Paper: Rising Earnings Inequality and Optimal Income Tax and Social Policies
Authors: Pavel Brendler
Speaker: Pavel Brendler
How have US government preferences regarding redistribution across generations and within generations changed over the period 1980-2010? Pavel Brendler answered this question using a quantitative model with a Ramsey government that chooses income taxation and the setup of Social Security. In his work, the Ramsey government maximizes the welfare of all households alive, but with different weights according to age and educational attainment. Decomposing the observed changes in policies into the effect of preference shifts, and changes in the economic and demographic landscape, Pavel Brendler finds that the preferences of the US government have shifted towards older and more educated households. Additionally, he emphasized with his poster the need to analyze income redistribution preferences across and within generations jointly, since these two aspects interact.

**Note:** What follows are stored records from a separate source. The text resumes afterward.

PR #2892, opened 2024-07-23
try backing off health reqs

### LINKED ISSUE #2801: header length bug : +opportunity to add custom error handler pages :D
I suspect due to the health check, when a client loses connectivity to it's Arkime/cont3xt server for a period of time, the cookie header value continues to grow until the server can no longer process the header. 

That condition results in (the not very pretty): 
```
<!DOCTYPE HTML PUBLIC "-//IETF//DTD HTML 2.0//EN">
<html><head>
<title>400 Bad Request</title>
</head><body>
<h1>Bad Request</h1>
<p>Your browser sent a request that this server could not understand.<br />
Size of a request header field exceeds server limit.</p>
</body></html>
```

I guess this is also specific to the web server chosen to front the app. But in the case of Apache, can the project recommend modifications to server error handler pages? Even errors should be Arkime/cont3xt themed!

I wonder if you would be able to modify the cases where header field length exceptions occur, would it even be possible to "suggest" clearing the now broken cookie to the browser specific 'dump' option?

Not sure if this would be a client side violation, but it would be nice to make a clickable reference to help a user clear the site specific cache:

* For Chrome:
```
chrome://settings/content/siteDetails?site=https%3A%2F%2F${local_server_instance_name}%2F&search=cookie
```

How about a custom 400 handler for:
```
/error/HTTP_BAD_REQUEST.html.var
```

Ultimately, there is a bug that only surfaces during periods of client inability to connect to the server, and until site cache is cleared, the user is broken. I've found users who gave up on the app because they didn't know how to resolve this problem manually.

31453:
fixes #2801 

## License

### DIFF
--- a/cont3xt/vueapp/src/utils/Navbar.vue
+++ b/cont3xt/vueapp/src/utils/Navbar.vue
@@ -161,6 +161,8 @@ import Logout from '@/../../../common/vueapp/Logout';
 import Version from '@/../../../common/vueapp/Version';
 
 let interval;
+const minTimeToWait = 10000;
+let timeToWait = minTimeToWait;
 
 export default {
   name: 'Cont3xtNavbar',
@@ -200,13 +202,8 @@ export default {
     } else {
       this.theme = this.getTheme; // initialize theme setting side-effects
     }
-    interval = setInterval(() => {
-      axios.get('api/health').then((response) => {
-        this.healthError = '';
-      }).catch((error) => {
-        this.healthError = error.text || error;
-      });
-    }, 10000);
+
+    this.getHealth();
   },
   methods: {
     /* page functions ------------------------------------------------------ */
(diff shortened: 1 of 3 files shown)


cont3xt/vueapp/src/utils/Navbar.vue
```diff
@@ -217,6 +214,23 @@ export default {
...
       window.location.reload();
+    },
+    /* helper functions ---------------------------------------------------- */
+    getHealth () {
+      interval = setInterval(() => {
+        axios.get('api/health').then((response) => {
+          this.healthError = '';
+          if (timeToWait !== minTimeToWait) {
+            timeToWait = minTimeToWait;
+            this.getHealth();
```
awick, line 225: I think you need a clear above this? Maybe just have a clear at the top of getHealth if interval is set?

awick (approved):

PR #2893, opened 2024-07-24
Force removal of problematic pcap when configured

vpiserchia:
When PCAP file deletion is chosen together with errors ignore, effectively remove files.

**the problem and solution**
As of now Arkime does not respect the configuration parameter "deletePCAP" and "ignoreErrors" when it comes to problematic PCAP.

## License


awick (changes requested):
Looks good other then the first 2 NULL changes don't seem to be needed, can you change back.

awick (approved):

PR #2909, opened 2024-08-13
Init cont3xt Db before Auth

awick:
Move auth init until after Db init since it can take a while and mess up timing.
## License


31453 (approved):
IT WORKS ✨

PR #3022, opened 2024-11-19
Cont3xt d3

31453:
just testing and diffing. going to delete

TODO
- [ ] do this on the dev6 branch
- [ ] put d3 top level instead of in viewer AND cont3xt
- [ ] put cont3xt assets in top level assets?
- [ ] more stuff I'm sure


31453:
postponing this for more important tasks

PR #3118, opened 2025-02-07
update twilio integration

31453:
use v2 api
include new fields
update twilio card
update tidbits
update default card

## License


31453:
This is not complete because I can't seem to update the default card. This needs some discussion and debugging @awick

PR #3134, opened 2025-02-17
switch to node 22

awick:
Use node 22 for builds
Require nodejs >= 20.9 and < 23
Later versions 5.x of Arkime did require 20.0, but we didn't update everything, oops.
## License


31453 (approved):
it seems to work 🎉

PR #538, opened 2015-04-24
Typo fix

miloprice:
The intro to datatypes makes a reference to `BITOPS`, which should be `BITPOS`. Note that `BITOPS` could also plausibly be a misspelling of `BITOP`, except that `BITOP` can't operate on ranges.


badboy:
Thanks, indeed a typo.

PR #546, opened 2015-05-11
Fix typo in cmsgpack eval example

romuald:
There was a missing trailing `"` in one of the cmsgpack EVAL examples. Simply added it


charsyam:
@romuald Thanks.

PR #552, opened 2015-05-27
Clean up some english

mperham:
Some editing and corrections from a native speaker.  I didn't edit the entire page but just a few quirks I saw.


badboy:
Thanks!

PR #558, opened 2015-06-11
Correct redis-cli pipe mode : available at 2.6 or higher

HeartSaVioR:
Based on https://github.com/antirez/redis/commit/088c508abc89b66ce14870a2abe06879238a3b21, we don't need to checkout unstable branch and build by hand to use pipe mode.


badboy:
Pipe mode is available since 2.6

HeartSaVioR:
@badboy Oh. OK. I'll correct it.

badboy:
Merged as a single commit: https://github.com/antirez/redis-doc/commit/def67b170d2f43875e0da31b347358b5eb429078

PR #562, opened 2015-06-16
"Escaped" KEYS + formatted KEYS

itamarhaber:
Per @badboy_'s recommendation


badboy:
Should be \`!KEYS\`

seppo0010:
It should probably be \`!KEYS\` both times? :P

badboy:
It should. But I can squash + fix that.

itamarhaber:
Feeling too stupid right now to come up with a snappy response - I can't even fix a doc without borking  the compilation.

badboy:
Nope, "compilation" is fine. And no problem, it's now fixed, so all good.

PR #578, opened 2015-07-15
grammar fixes

breyed:


badboy:
Thanks, I added another commit fixing two smaller things as well.

PR #583, opened 2015-08-01
Further PHP implementation

malkusch:
The current link to the PHP implementation has some limitations, i.e. there's no release, it doesn't support both Redis-APIs. So therefore I [implemented the Redlock algorithm](https://github.com/malkusch/lock#phpredismutex) as well and released it. I would be happy to see that reference in the documentation.

Also I'd like to use this opportunity to ask why the algorithm proposes to release also locks which weren't acquired.


seamusabshere:
@malkusch i think you should add https://github.com/malkusch/lock to tools.json too

PR #584, opened 2015-08-02
Add note about multi/exec in brpoplpush

seppo0010:


seppo0010:
This [undocumented?] behavior surprised me. https://github.com/antirez/redis/blob/unstable/src/t_list.c#L940

badboy:
Indeed. This should be in there.

PR #586, opened 2015-08-04
fix lru-cache.md: allkeys-lru is not suitable for persistent situation

swordflychen:
**allkeys-lru** is not suitable for both caching and to have a set of persistent keys in one instance. But **volatile-lru** is very suitable for the situation. 
 
This is just my point of view, please check it. Very thanks.


swordflychen:
fix lru-cache.md: allkeys-lru is not suitable for persistent situation

PR #592, opened 2015-08-17
Documents the cluster's READONLY and READWRITE commands

itamarhaber:


itamarhaber:
Doesn't look like this PR broke it @djanowski

djanowski:
There's a syntax error in the JSON file (highlighted by GitHub in the diff).

itamarhaber:
Fixes #596

charsyam:
@itamarhaber Thanks. but I have a question.
is it right for summary of read write?
I think it is just turn off read only flags.
but it looks like disable read features.

itamarhaber:
@charsyam `READWRITE` prevents reads from a cluster slave node (the default), so yeah, you could say it kind of disables reads

itamarhaber:
:scream: @badboy is needed in aisle one!

commands/client-list.md
```diff
@@ -40,7 +40,8 @@ b: the client is waiting in a blocking operation
 i: the client is waiting for a VM I/O (deprecated)
 d: a watched keys has been modified - EXEC will fail
 c: connection to be closed after writing entire reply
-u: the client is unblocked
+U: the client is unblocked
```
badboy: `u` = `This client was unblocked`

`U` = `Client connected via Unix domain socket`

itamarhaber: Redis haz socketz? WOW! :ok_hand:

PR #597, opened 2015-08-27
Make the number consistent with command output

randvis:
The output of command shows  **114** lost but the description is **144**.


randvis:
fix #598

PR #2341, opened 2023-03-02
Update install-redis-on-linux.md Added instalisation for Arch Linux

norim-code:


itamarhaber:
Hello @norim-code, and thank you for taking the time to propose this merge.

Paper: Determinants and Life Cycle Effects of Survival Ambiguity
Authors: Claudio Daminato, Irina Gemmo
Speaker: Irina Gemmo
Precise beliefs regarding life expectancy are necessary for people to make sensible decisions about their retirement planning. Irina Gemmo and her co-author use survey and experimental data to analyze the uncertainty regarding individuals’ survival prospects across several demographic groups and over the life cycle. Employing their results in a calibrated life cycle model including a portfolio choice, they estimate the impact of heterogeneous ambiguity about survival risk on savings and retirement resources. This approach might help to build a bridge between the commonplace life-cycle models and empirical evidence regarding retirement savings.

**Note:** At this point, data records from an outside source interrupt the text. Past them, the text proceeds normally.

PR #2344, opened 2023-03-06
Add new request policy "any_shard"

uglide:
Modules like RediSearch and RedisTimeSeries need additional request policy to inform clients that commands can be sent to any master shard, not just to the first one. It's essential for CPU-bound commands like FT.SEARCH.

### DIFF
--- a/docs/reference/command-tips.md
+++ b/docs/reference/command-tips.md
@@ -49,7 +49,10 @@ In cases where the client should adopt a behavior different than the default, th
 * **all_shards:** the client should execute the command on all master shards (e.g., the `DBSIZE` command).
   This tip is in-use by commands that don't accept key name arguments.
   The command operates atomically per shard.
-- **multi_shard:** the client should execute the command on several shards.
+- **any_shard:** the client should execute the command on any master shard.
+  This tip is can be used by commands that should be executed on different master shards to spread the load. 
+  Examples of such commands include `FT.SEARCH`, `FT.AGGREGATE` and `TS.MGET`.
+* **multi_shard:** the client should execute the command on several shards.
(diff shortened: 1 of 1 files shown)


zuiderkwast:
Related: PUBLISH and SUBSCRIBE should also be any_shard or maybe any_node.

uglide:
@itamarhaber In the original text, we use "shard" as a synonym for "master":
> **all_shards:** the client should execute the command on all **master** shards

That's why I used `any_shard` to make it consistent.

zuiderkwast:
> @itamarhaber In the original text, we use "shard" as a synonym for "master":
> 
> > **all_shards:** the client should execute the command on all **master** shards
> 
> That's why I used `any_shard` to make it consistent.

Well, that's confusing.

For sharded pubsub, we use "shard" for all the nodes in a shard:

> The cluster makes sure the published shard messages are forwarded to all nodes in the shard, so clients can subscribe to a shard channel by connecting to either the master responsible for the slot, or to any of its replicas.

oranagra:
any_shard is the default (for commands that don't take key arguments)

here's what the docs says (a few lines above the ones modified):

> The default behavior a client should implement for commands without the _request_policy_ tip is as follows:
> 1. The command doesn't accept key name arguments: the client can execute the command on an arbitrary shard.

am i missing something? (i only skimmed thought the conversation)

uglide:
@oranagra clients now interpret it as "execute all the time on the same/first shard." In most cases, it should be some round-robin to distribute the load. Do you think there is a better way to address it?

oranagra:
@uglide do the clients do that because that was their behavior before hints were available? or because they misread the docs?
do you see any reason not to fix the clients?

PR #2350, opened 2023-03-09
Use correct link to the RESP3 specification

bjosv:
Removes the last reference to the old RESP3 specification site.


itamarhaber (approved):
Thanks @bjosv 💯

PR #2352, opened 2023-03-13
More inclusivity in prior knowledge assertions -- using passive tone is less intimidating!

agent-ai-consulting:
The original author writes usefully yet elitistly about decision to use PHP: "I used PHP for the example since it can be read by everybody. The same (or better) results can be obtained using Ruby, Python, Erlang, and so on." I am suggesting a rephrasing of the first sentence so that everyone feels more welcome to this tutorial, even those of us who may not be reading PHP well. --> New sentence is: "I used PHP for the example because of its universal readability."


itamarhaber:
Hello @agent-ai-consulting - are you an AI?

itamarhaber (approved):

PR #2363, opened 2023-03-22
update module api reference for 7.2-rc1

oranagra:


oranagra:
@zuiderkwast the new module APIs show unreleased because the script doesn't recognize the `7.2-rc1` tag.
maybe we wanna improve..

PR #2381, opened 2023-04-03
Update the description of the `count` parameter in the slowlog-get co…

judeng:
fix the default return messages and add the sepcial count value '-1'


itamarhaber (approved):
Thank you @judeng - merging.

PR #2383, opened 2023-04-13
removal of $ from $ brew -version command

Dhiraj5789:
On the Install Redis on macOs page the command to check brew version contains $ in its line. Since rest of the commands given in the document start directly from brew and not $ brew as $ is already present in the terminal it will be easier to just keep brew --version so that the user can directly copy that command in their terminal, else they'll have to remove $ from the command line manually. This seems much easier from a user's perspective to copy directly and paste the command without failure.


itamarhaber (approved):
Thanks @Dhiraj5789 - merging

PR #2395, opened 2023-04-22
Update zrange.md

Andrei-Banu:
The last 2 examples have `(empty array)` as response in the cli. Updated the cli command to make sure there is data in the zset before querying it


enjoy-binbin (approved):
i checked, this look right, thanks.

itamarhaber (approved):
Thanks @Andrei-Banu - much appreciated.

The root cause for this issue is that we've replaced the interactive examples' backend. The previous implementation treated all examples in a single page as a single session, whereas the current one treats every example - regardless of the page - as a session. Until we fix the backend (created an issue to track at https://github.com/redis/redis-clinterwebz/issues/21), this is a good workaround so merging.

PR #2400, opened 2023-04-24
Added text to indicate that we need to run make command before running any scripts

Himachallad:
Handled issue: https://github.com/redis/redis-doc/issues/2399


itamarhaber:
https://github.com/redis/redis-doc/issues/2399#issuecomment-1521831258

PR #2403, opened 2023-05-04
fix broken hash in link to "read-only scripts" heading

fabiosantoscode:
I noticed the link to [this heading](https://redis.io/docs/manual/programmability/#read-only-scripts) was broken, so I fixed it.


itamarhaber (approved):
Thanks @fabiosantoscode - merging!

PR #2425, opened 2023-05-31
Update text leaderboard

trungdlp-wolffun:
https://github.com/redis/redis-doc/blob/master/wordlist#L216


itamarhaber (approved):
Thanks @trungdlp-wolffun - merging.

PR #2426, opened 2023-06-05
Add cURL & GPG to minimal linux install requirements

camdenmoors:


itamarhaber (approved):
Thanks @camdenmoors - merging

Paper: Health Dynamics and Heterogeneous Life Expectancies
Authors: Richard Foltyn, Jonna Olsson
Speaker: Jonna Olsson
Jonna Olsson presented work on heterogeneous life expectancies estimated from the Health and Retirement Study for U.S. households. She and her co-author find that the estimated life expectancy differences between races are large, even when controlling for age and health. According to their estimates, a 50-year-old nonblack woman in excellent health has a 3.5-year higher life-expectancy compared to a black woman with otherwise same characteristics. Using these estimates in a life-cycle model, they find that these differences in life-expectancies lead to lower savings rates and wealth accumulation over the life cycle, but the magnitudes are too small to account for the large racial wealth gap observed in the data. Additionally, they find a substantial negative impact on the present value of expected Social Security benefits due to heterogeneity in life expectancy.

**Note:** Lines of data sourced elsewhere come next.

PR #1739, opened 2020-10-23
1550 reduse compound spawn while still

Straywind:
closes #1550 

I just want some thought on whether or not you're happy with the way I'm going about it. This is still bare bones, and I will change quite a lot to make it work the way we want, but I just want thoughts on the way I'm going about it before I waste too much time on one way, just to do it another way.

PR #2397, opened 2021-07-10
1560 regular spawn

### LINKED ISSUE #1541: Investigate why there is no iron spawning in the cave

### LINKED ISSUE #1550: Reduce compound spawns while the player is stationary
to not make it too OP

I would implement it with a variable tracking how much the player has moved, if the player has not moved much for a while I'd start to reduce the chance that compound clouds are spawned.

### LINKED ISSUE #1560: Make cloud spawns less random and more time based
Instead of the totally chance dependent cloud spawning I think we should move to a timer based approach that would guarantee clouds spawn in proportion with their relative densities and some (configurable) max rate.

A bit similar to: https://github.com/Revolutionary-Games/Thrive/issues/1551

### LINKED ISSUE #1626: Investigate why chunk spawn rate is way down

### LINKED ISSUE #1777: Check if hydrogen sulfide spawns in the cave

Maxonovien:

This PR takes on #2138 (algorithms only) to rework the spawn system. It tries to stick to the old implementation.

It brings two major changes:
1. Spawners are now drawn from a ShuffleBag. This enumerable structure allows to draw items from a list, each item being only drawn once. When empty, the bag refills the list and uniformely shuffles it. This means that over a patch (with no spawner change), each spawner get as many opportunities to start spawning things (with varying success) as the others. This favors spawn diversity (spawners may still fail to spawn).
2. To avoid 'belt-spawning' (see image) when the player is not moving, this PR introduces a cap of 15 entities spawning around an immobile player, 'immobile being defined here as not leaving a small specific zone.  Also, when immobile, spawning is no longer bias in favor of the player's orientation, but uniformely distributed around).

image

Note: further issues are related but could be dealt with another PR:
1. Per-species cap (issues 1261 and 1551, not tagged as not solving) 
2. Contextual encounters (issue 2055)
3. Keeps attempts based system, which uses caps breaking linearity of success with density (related to issue 2055).

**Related Issues**

Fixes #1550 . Closes #1739 
Also resolves #1541 and resolves #1626 and resolves #1777 . Partly overlaps with and closes #2389.

closes #2138 (previous PR)

**Progress Checklist**

      break existing features:
      members reviewing this PR)

the PR author.


src/general/ShuffleBag.cs
```diff
@@ -0,0 +1,137 @@
...
+            FillAndShuffle();
+        }
+
+        return currentContent[currentContent.Count - 1];
+    }
+
+    private bool Drop()
+    {
+        if (currentContent.Count == 0)
+            throw new NullReferenceException("Cannot drop from empty bag!");
```
FuJa0815, line 98: use an `InvalidOperationException` here. It isn't really a null reference problem.

src/microbe_stage/SpawnSystem.cs
```diff
@@ -230,6 +251,26 @@ private void SpawnEntities(Vector3 playerPosition, Vector3 playerRotation, int e
         if (existing >= maxAliveEntities)
             return;
 
+        // Here we want to check that the player move to not basically spawn in circle around him.
```
FuJa0815, line 254: moved

FuJa0815 (changes requested):

Thrive.csproj
```diff
@@ -71,6 +71,7 @@
     <Compile Include="src\general\StringUtils.cs" />
     <Compile Include="src\general\TranslationHelper.cs" />
     <Compile Include="src\general\TypeUtils.cs" />
+	<Compile Include="src\general\ShuffleBag.cs" />
```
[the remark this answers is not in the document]
Maxonovien: I did! Otherwise Godot would have been endlessly complaining. I didn't know there was a non manual way to do this.
(Also I wasn't able to open this file in VisualStudio).

It comes from an automatic tab indentation from my text editor, which I've fixed. Still, I'm surprised that this passed the auto-checks.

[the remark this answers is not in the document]
Kasterisk: I usually create a new C# script through the Godot editor so that way I think Godot could register the file and automatically add it into the csproj. I'm assuming you uses an external editor which in this case probably the reason why it didn't get added because it kind of bypass Godot's detection. I personally haven't tried creating new scripts externally (surprisingly) so couldn't really confirm.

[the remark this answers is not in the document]
Maxonovien: Oh, this definitely is the reason. I create my files directly through VisualStudio (as I'm not used to Godot), and indeed it is not detected before I modify the .csproj. I'll do it from Godot next time!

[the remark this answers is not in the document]
hhyyrylainen: I create (most) new script files with Rider, and that properly updates the csproj.

src/general/ShuffleBag.cs
```diff
@@ -0,0 +1,137 @@
+﻿using System;
+using System.Collections;
+using System.Collections.Generic;
+
+public class ShuffleBag<T> : IEnumerable<T>
```
FuJa0815, line 5: As this looks like a class designed for more general use, this should be documented better

src/general/ShuffleBag.cs
```diff
@@ -0,0 +1,137 @@
...
+
+        object IEnumerator.Current => Current;
+
+        public void Dispose()
+        {
+            // If we have exhausted the bag, fill and shuffle it for the next one.
+            if (sourceBag.currentContent.Count == 0)
+                sourceBag.FillAndShuffle();
+
+            // TODO CLEAR MEMORY
```
FuJa0815, line 123: what is meant by clear memory?

src/microbe_stage/SpawnSystem.cs
```diff
@@ -40,6 +40,13 @@ public class SpawnSystem
     [JsonProperty]
     private int maxAliveEntities = 1000;
 
+    /// <summary>
+    ///   This limits the number of things that can be spawned in a single spawn radius.
+    ///   Used to limit items spawning in one single circle when the player doesn't move.
+    /// </summary>
+    [JsonProperty]
+    private int maxEntitiesInSpawnRadius = 15;
```
FuJa0815, line 48: shouldn't this be a constant in the constants class?

src/microbe_stage/SpawnSystem.cs
```diff
@@ -68,9 +75,23 @@ public class SpawnSystem
...
+    /// <summary>
+    ///   Last recorded position of the player. Positions are recorded upon leaving the immobility zone.
+    /// </summary>
+    private Vector3 lastRecordedPlayerPosition;
+
     public SpawnSystem(Node root)
     {
         worldRoot = root;
+        spawnTypes = new ShuffleBag<Spawner>(random);
+        lastRecordedPlayerPosition = new Vector3(0, 0, 0);
```
FuJa0815, line 93: Vector3.Zero

src/microbe_stage/SpawnSystem.cs
```diff
@@ -230,6 +251,26 @@ private void SpawnEntities(Vector3 playerPosition, Vector3 playerRotation, int e
         if (existing >= maxAliveEntities)
             return;
 
+        // Here we want to check that the player moved to not basically spawn in circle around him.
+        // Solution inspired by gwen is to check if the player
+        // moves out of a square/cycle around his precedent registered position
+        // Not perfect however as going on and off could still break this.
+        float distanceToLastPosition = (playerPosition - lastRecordedPlayerPosition).Length();
+        bool immobilePlayer = distanceToLastPosition < Constants.PLAYER_IMMOBILITY_ZONE_RADIUS;
```
FuJa0815, line 259: Make a `PLAYER_IMMOBILLITY_ZONE_RADIUS_SQUARED` and use `LengthSquared`. This is faster.

src/microbe_stage/SpawnSystem.cs
```diff
@@ -230,6 +251,26 @@ private void SpawnEntities(Vector3 playerPosition, Vector3 playerRotation, int e
...
+
+        if (immobilePlayer)
+        {
+            // If the player is staying inside a circle around he's previous position, only go up to the local spawn cap
```
FuJa0815, line 263:
```suggestion
            // If the player is staying inside a circle around his previous position, only spawn up to the local spawn cap
```

FuJa0815 (changes requested):

src/microbe_stage/SpawnSystem.cs
Maxonovien: I kept the same logic as for `maxAliveEntities`, but I'm definitely open to move both to `Constants.cs`

src/general/ShuffleBag.cs
Maxonovien: Given that I'm not familiar with enumerators (especially in C#), there may be some memory cleaning to do when disposing the enumerator. If not, then nothing is to be done, but I added this comment just in case.

Made it a clearer comment in the method documentation though.

hhyyrylainen: I mean this class doesn't hold any disposable resources, so there is nothing to dispose here.
One thing I do want to criticise here is that this relies on being *disposed* to trigger bag re-fill, which I fear is actually problematic *if* someone gets the enumerator without using a foreach as I think that automatically will call dispose (I *think*).

Maxonovien: You can actually trigger bag refill with the `Reset()` method. Dispose does so as well because foreach does not call `Reset` (writing these lines I realize I should perhaps call `this.Reset()` instead, btw?).

After that, if the coder wants to keep a non-reset enumerator... well, that's possible, as for a list enumerator you do not reset.

hhyyrylainen: I think it would make a ton more sense to reset the sequence when *asking* for an enumerator, instead of this way. C# is not C++ so RAII is not really a thing, ie. object destruction needs to not be an important operation / relied upon happening...

src/microbe_stage/SpawnSystem.cs
hhyyrylainen: I think this is a field because in theory this could change, I think? That's why it is also saved to keep loaded saves consistent.

src/general/ShuffleBag.cs
Maxonovien: That's a fair point. I made the filling occur at the creation of the enumerator if the bag is empty.

src/microbe_stage/SpawnSystem.cs
Maxonovien: Then I'll keep the same approach here. If this really ought to be changed for some reason I'll leave it to another PR.

FuJa0815 (dismissed):

src/general/ShuffleBag.cs
```diff
@@ -0,0 +1,212 @@
...
+    ///   If the bag is empty, it refills it beforehand.
+    /// </summary>
+    private T Pick()
+    {
+        if (currentContent.Count == 0)
+        {
+            FillAndShuffle();
+        }
+
+        return currentContent[currentContent.Count - 1];
```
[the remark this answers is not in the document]
hhyyrylainen: I would guess that it's because the list is popped from the back (as popping from the front is very bad for performance).

src/microbe_stage/SpawnSystem.cs
```diff
@@ -68,9 +75,23 @@ public class SpawnSystem
...
+    /// <summary>
+    ///   Estimate count of existing spawn entities within the current spawn radius of the player;
+    ///   Used to prevent spawn belt when player doesn't move.
+    /// </summary>
+    private int estimateEntityCountInSpawnRadius;
+
+    /// <summary>
+    ///   Last recorded position of the player. Positions are recorded upon leaving the immobility zone.
+    /// </summary>
+    private Vector3 lastRecordedPlayerPosition;
```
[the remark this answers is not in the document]
Maxonovien: I agree with you but I have a faint memory of having a reason to avoid it. But this does not seem necessary from looking at the code, so maybe I'm mistaken. I'll take a look.

src/general/ShuffleBag.cs
```diff
@@ -0,0 +1,212 @@
...
+public class ShuffleBag<T> : IEnumerable<T>
+{
+    private Random random;
+    private List<T> initialContent;
+    private List<T> currentContent;
+
+    public ShuffleBag(Random random)
+    {
+        initialContent = new List<T>();
+        currentContent = new List<T>();
```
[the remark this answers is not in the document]
Maxonovien: There might be some caveat regarding the shuffle algorithm though, which I think is the main performance bottleneck in this class.

There may also be things regarding memory size, but it depends on the size of the objects put into the bag.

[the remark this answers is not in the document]
hhyyrylainen: I don't see any operations in this class that would really benefit from a linked list.
The shuffle operation seems to use a straightforward algorithm (which is probably good enough for our randomness needs), which relies on easily accessing individual elements, so changing to a non-continuous memory stored range would be a big mistake.
Also as these lists will only store references, the storage will be just enough to hold Capacity number of object references.

hhyyrylainen (approved):
I'm happy with the changes that are here, *but* this does *not* actually solve https://github.com/Revolutionary-Games/Thrive/issues/1560 so that remains an issue, and for the future there's a problem as each spawner is not fully tapped before potentially moving onto the next one.
I'm fine with merging this if you are fine with my changes.

sirdanforth:
Here's a list I made to keep track of what to specifically test and what I found on each of them.

1. Check to see if spawners still work correctly = The spawners still work as intended and spawn entities normally.

2. Check to see if spawners spawn compounds and entities randomly but in diverse patterns = It seems a random but diverse pattern pretty much happens in the Hydrothermal Vent, Ocean Floor, Mid Ocean, Ocean Surface, and the Underwater Cave. However when I went to test the Polar Sea the compounds did not seem to spawn in diverse patterns. Only iron would spawn and very very rarely would I see any other compound. However, the Polar Sea is iron rich but I would still expect to see other compounds at least a bit more frequently.

3. Make sure no belt spawning occurs = I'm not entirely sure if this is still a problem or not because I did find that compounds would still be in a row like this and sometimes even in a circle around the player. It wasn't quite as noticeable but I thought I would still include it just in case. 



4. Make sure that there should be at max 15 entities spawned at once (especially when player is stationary) = I did not find any problems pertaining to this. I mark this as a pass.

5. Check to see if spawner spawns entities uniformly around player when stationary = No problems found and works as stated.

6. Check to see if PR #1550 has been fixed = Seems like this issue is fixed and is working correctly.

7. Check to see if PR #1541 has been fixed = Issue has been fixed, iron now spawns in caves.

8. Check to see if PR #1626 has been fixed = Issue has been fixed, iron now spawn and more specifically in the Polar Sea. However, it could be that it spawns iron too frequently now. 

9. Check to see if PR #1777 has been fixed = Issue has been fixed, hydrogen sulfide now spawns in caves.

10. Saving and loading does not break PR branch and works as intended.

11. Loading saves made in a previous version works correctly.

Let me know if I missed anything.

hhyyrylainen:
That's a very comprehensive list. Sorry I was in a hurry and merged this before you were done. I'll link that as a good example of very thorough testing on our wiki on the testing page. https://wiki.revolutionarygamesstudio.com/wiki/Testing
Btw, you can edit the wiki pages if you see something missing or a typo or something like that by logging in with a dev forum account.

Maxonovien:
That's a great testing review, thanks! If I get it well you raise caveats for 2. and 3.

For 3., you could indeed call it a "belt spawning" case, but you can't really avoid it because we make things spawn around the player (approximately on the border ), as we do not want things to close nor far away from the player. The precedent issue was that belt spawning would make contiguous spawning from an edge of the screen to the other, so my way to fix it was to just limit the amount of entity. Such patterns are thus fully part of the algorithm, which I don't think is much of an issue, or at least not one the PR intended to fix.

For 2., it is not a surprise that iron is over-represented. But are other compounds not spawned enough? In other words, do you encounter significantly less of them when compared to a patch with similar values for other compounds? Normally, the spawns should be independant for each compound over the long run (you may have some more local interactions, though).

sirdanforth:
> For 2., it is not a surprise that iron is over-represented. But are other compounds not spawned enough? In other words, do you encounter significantly less of them when compared to a patch with similar values for other compounds? Normally, the spawns should be independant for each compound over the long run (you may have some more local interactions, though).

So yeah the other compounds do spawn but very rarely it seems. It took me probably around 5 minutes before I finally found a patch of phosphate. All I was seeing for 5 minutes was only iron clouds, iron particles, and ice shards. Eventually, I did find more patches of compounds and it was a bit more frequent after I found the phosphate cloud but when I saved and loaded it back it was back to rarely finding any other compounds (but maybe this time it didn't take as long).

Paper: Population aging, relative prices and capital flows across the globe
Authors: Andrea Papetti
Speaker: Andrea Papetti
Population aging is, and will continue to be, one of the most pressing themes for developed economies even though there is considerable heterogeneity in the location of the economies on the aging curve. Using a multi-country two-sector overlapping generations model, Andrea Papetti analyzed the impact of this time lag in population aging between countries on the relative price of nontradables and the current account. An aging population has a higher relative demand for nontradables and a higher willingness to save. These two aspects will lead to an increase of the relative price of nontradables and a strong accumulation of net foreign asset positions by countries aging faster.